Basically, it unrolls to optimize for long loops. If you know the loops are short, it helps to pass along that information.
With SVectors (which are amazingly faster), it does speed up for vectors of length 8 vs 16:

julia> sx16 = @SVector randn(16);

julia> sy16 = @SVector randn(16);

julia> @benchmark dot_product($sx16, $sy16)
BenchmarkTools.Trial: 
  memory estimate:  0 bytes
  allocs estimate:  0
  --------------
  minimum time:     3.616 ns (0.00% GC)
  median time:      3.647 ns (0.00% GC)
  mean time:        3.865 ns (0.00% GC)
  maximum time:     22.252 ns (0.00% GC)
  --------------
  samples:          10000
  evals/sample:     1000

julia> sx8 = @SVector randn(8);

julia> sy8 = @SVector randn(8);

julia> @benchmark dot_product($sx8, $sy8)
BenchmarkTools.Trial: 
  memory estimate:  0 bytes
  allocs estimate:  0
  --------------
  minimum time:     2.915 ns (0.00% GC)
  median time:      2.955 ns (0.00% GC)
  mean time:        3.105 ns (0.00% GC)
  maximum time:     24.025 ns (0.00% GC)
  --------------
  samples:          10000
  evals/sample:     1000

Not that much faster though, which I think is I think why LLVM normally unrolls by 4 (instructions aren’t done one at a time).
15 is slower, I guess because it doesn’t neatly divide into chunks of 4:

julia> sx15 = @SVector randn(15);

julia> sy15 = @SVector randn(15);

julia> @benchmark dot_product($sx15, $sy15)
BenchmarkTools.Trial: 
  memory estimate:  0 bytes
  allocs estimate:  0
  --------------
  minimum time:     4.548 ns (0.00% GC)
  median time:      4.589 ns (0.00% GC)
  mean time:        4.830 ns (0.00% GC)
  maximum time:     22.592 ns (0.00% GC)
  --------------
  samples:          10000
  evals/sample:     1000
1 Like

Hello,

just wanted to chime in. I am the starter of The cost of size() in for-loops. What a coincidence.
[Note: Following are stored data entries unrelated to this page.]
PR #390, opened 2026-09-15
fix(markdown): normalize pasted math delimiters to dollars

aniruddhaadak80:
## Summary

- Normalize pasted math in `apps/markdown/src/renderer/editor/math.ts`: convert `\(...\)` to `$...$` and `\[...\]` to `$$...$$` via `transformPastedText`. Gemini and Claude emit backslash delimiters by default, which previously stayed plain text because only dollar tokenizers exist.
- Why: pasting AI output now renders KaTeX; currency `$5`/`$10` behavior unchanged because only backslash forms convert.

## Related issue

Follow-up to math rendering reports; objective paste-fidelity fix.

## Validation

- [x] `npm run format:check`
- [x] `npm run lint`
- [x] `npm run typecheck`
- [x] `npm test` — `npm run test -w @genoffice/markdown -- --run tests/math-paste.test.ts` passes 4/4 including inline, block, currency, and empty cases

## Screenshots or recordings

Not applicable.

## Contributor checklist


merrick-2002:
Thanks, the intent is right, but the block form as written regresses ordinary Markdown paste. `\[` … `\]` is also how Markdown escapes literal brackets, and AI output uses it constantly for citations: `see \[1\] and \[2\]` would paste as `$$1$$ and $$2$$`, i.e. two block-math nodes. `\(…\)` has the same issue for escaped parentheses, just rarer.

Suggested guard:

- only convert when the inner text looks like LaTeX (contains a `\command`, `^`, `_`, `=`, or an operator next to a digit);
- for `\[…\]` additionally require the delimiters to sit at line start / line end, which is how Gemini and Claude actually emit display math.

Please add `see \[1\] and \[2\]` and `\(note\)` cases to the test showing they are left untouched.

aniruddhaadak80:
Done — fixed in ac5238a6e1fcdf80087cda6f1ff50a88c18ddecb. Narrowed normalizePastedMath: only converts when inner looks like LaTeX (\\\\command, ^, _, =, operator+digit); block \[...\] additionally requires line-start/line-end (whitespace-tolerant). Added regression tests: 'see \\[1\\] and \\[2\\]' and '\\(note\\)' left untouched, plus mid-line block and multiline display cases. Local: vitest math-paste 8/8 pass, prettier clean.

merrick-2002:
Merged, thanks!

PR #391, opened 2026-09-15
fix(pptx-engine): keep tab stops in document order

aniruddhaadak80:
## Summary

- Keep inline `a:tab` in document order in `packages/pptx-engine/src/parse.ts`: add it to the `isArray` list and rewrite it to a tab sentinel run, mirroring the existing `a:br` and `a:fld` handling. Previously tab-separated slide columns glued to `Col1Col2` in the editor model.
- Why: complements the `file-parse` extraction fix with the editor semantic-tree path; tab stops survive parse and render.

## Related issue

## Validation

- [x] `npm run format:check`
- [x] `npm run lint`
- [x] `npm run typecheck`
- [x] `npm test` — `npm run test -w @genoffice/pptx-engine -- --run tests/field-run-order.test.ts` passes 5/5 including new tab-order case

## Screenshots or recordings

Not applicable.

## Contributor checklist


merrick-2002:
Thanks for the PR. Two things block this one as-is:

1. **Schema.** In ECMA-376 the children of `a:p` are `pPr`, `r`, `br`, `fld` and `endParaRPr`; `a:tab` only exists inside `a:tabLst` as a tab-stop definition. PowerPoint writes an in-paragraph tab as a literal `\t` inside `<a:t>`, which parse already preserves. Do you have a real-world file that emits a bare `<a:tab/>` between runs? Without one this fixes a structure no producer seems to write, and the test is synthetic.
2. **Save path.** `generate.ts` → `findRunSpans` only recognises `a:r` / `a:br`. With this change a paragraph containing `<a:tab/>` parses to one more run than the original XML has spans, the in-place patch can no longer align, and the whole shape falls back to `rebuildTxBody` (full rewrite, original bytes lost). If the structure is real, the change needs the matching span kind in `findRunSpans` plus an `isTabRun` check next to `isSoftBreakRun`, and a round-trip test.

Happy to look again with a sample file and the generate-side counterpart.

aniruddhaadak80:
Done — fixed in 3f6a1063eab0fa3459a31213edaafb7f2547204b. Save path: findRunSpans now tracks bare <a:tab/> as kind tab (regex <a:tab\\s*/> only, so <a:tabLst>/<a:tab pos> stops ignored), added isTabRun + tabOnly alignment next to isSoftBreakRun, and in-place patch keeps tab bytes; rebuild normalizes to valid literal tab in <a:t> (CT_TextParagraph allows pPr/r/br/fld/endParaRPr; a:tab lives in tabLst). Tests: literal-tab order, bare in-place preservation, tabLst-ignored, rebuild normalization (field-run-order 9/9, parr-tabs/patch clean, prettier clean). Schema note: searched fixtures — no bare <a:tab/> producer found; PowerPoint literal path already preserved and now covered by test. No real-world bare-tab sample to attach.

aniruddhaadak80:
Rebased onto latest upstream/main (70e5149) to retrigger CI — e2e failure was unrelated flake in e2e/docs-spellcheck-reenable.spec.ts:28, main e2e is green, pptx-engine unit tests green.

On reviewer points:

1. Schema: agreed ECMA-376 CT_TextParagraph allows pPr/r/br/fld/endParaRPr only, a:tab lives in tabLst. This change is defensive for third-party producers emitting bare <a:tab/> between runs. Regex is bare-only (<a:tab\s*/>), so <a:tabLst> and <a:tab pos=...> stops are ignored and survive verbatim. Rebuild normalizes sentinel to PowerPoint-valid literal tab in <a:t>.

2. Save path: done — findRunSpans tracks bare tab as kind tab, isTabRun + tabOnly alignment next to isSoftBreakRun, in-place patch keeps tab bytes, rebuild path emits valid literal.

Local validation: prettier check pass, eslint pass, typecheck pass, tests/field-run-order.test.ts 9/9 pass. Full pptx-engine 944 passed locally (3 chart timeouts Windows-only, CI test job was green).

Ready for re-review.

merrick-2002:
Thanks for following through on the save path. Having run the branch against main, I'm going to close this one rather than merge it.

The new `tabOnly` alignment treats a run whose text is a literal tab (which is what PowerPoint actually writes for "Name<tab>Value") like the bare `<a:tab/>` sentinel. Resizing three runs to 28pt patches two and leaves the tab run at `sz="1200"`; typing a character after the tab fails alignment and falls back to `rebuildTxBody`, dropping the original `rPr`. Both work on main today.

Since ECMA-376 has no `a:tab` child of `a:p`, no producer we can find emits one, and the literal tab already round-trips, the extra parse and generate surface is not worth that fidelity risk. Appreciate the other PRs in this batch, those are all in.

PR #396, opened 2026-09-15
fix(electron-utils): block trailing-dot internal hostnames

aniruddhaadak80:
## Summary

- Strip trailing dots from the hostname in `isSafeRemoteUrl` in `packages/electron-utils/src/safe-remote-url.ts` before the `localhost` and blocked-suffix checks. DNS treats `localhost.` as `localhost`, so the gate must too instead of relying on the later DNS lookup.
- Why: closes a classic trailing-dot SSRF evasion in the AI-tool fetch path.

## Related issue

Objective security hardening; no open issue.

## Validation

- [x] `npm run format:check`
- [x] `npm run lint`
- [x] `npm run typecheck`
- [x] `npm test` — `npm run test -w @genoffice/electron-utils -- --run tests/safe-remote-url.test.ts` passes 49/49 including new trailing-dot cases

## Screenshots or recordings

Not applicable.

## Contributor checklist


merrick-2002:
Merged, thanks!

PR #398, opened 2026-09-15
fix(html): escape ampersands in single-quoted attrs

aniruddhaadak80:
## Summary

- Escape `&` as `&amp;` in the single-quoted attribute branch of `set_attr` in `apps/html/src/renderer/document/ops.ts`. Previously only `'` was escaped, so values like `a&b` or literal `&lt;` were written raw and decoded differently on re-parse, corrupting the value.
- Why: one-line round-trip fidelity fix matching the double-quoted `escapeAttr` behavior.

## Related issue

## Validation

- [x] `npm run format:check`
- [x] `npm run lint`
- [x] `npm run typecheck`
- [x] `npm test` — `npm run test -w @genoffice/html -- --run tests/ops.test.ts -t ampersands` passes including new single-quote ampersand cases

## Screenshots or recordings

Not applicable.

## Contributor checklist


merrick-2002:
Merged, thanks!

PR #399, opened 2026-09-15
fix(pdf): use length-preserving case folding in search

aniruddhaadak80:
## Summary

- Use the shared length-preserving `foldCase` in `apps/pdf/src/renderer/search.ts` instead of plain `toLowerCase`. Dotted capitals like `İ` grow from 1 to 2 chars on lowercase, so folded text ran longer than the source and highlight rects drifted or missed.
- Why: parity with the docs find panel and shared `find-text` helper, which already solved this the same way.

## Related issue

Objective search-highlight fix; no open issue.

## Validation

- [x] `npm run format:check`
- [x] `npm run lint`
- [x] `npm run typecheck`
- [x] `npm test` — extends `apps/pdf/tests/search.test.ts` with dotted-capital length coverage; CI covers the full pdf suite (local pdf runner is flaky on Windows)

This is for me a nice opportunity to learn how to correctly use static arrays ! I would have mostly the same questions, we have also some Lennard-Jones 12-6 in the mix.

Best Regards

Christof

I’m not an expert yet I’d thought this would be advantage of Julia that given a loop, since the data is abstracted and Julia knows about it more than a regular compiler, it will maximize the performance.

For instance, I don’t see why in the case of a Dot Product using Static Arrays would have any advantage to regular arrays.
At the beginning of the loop Julia’s knowledge should be the same (Length of the loop, size and type of the arrays).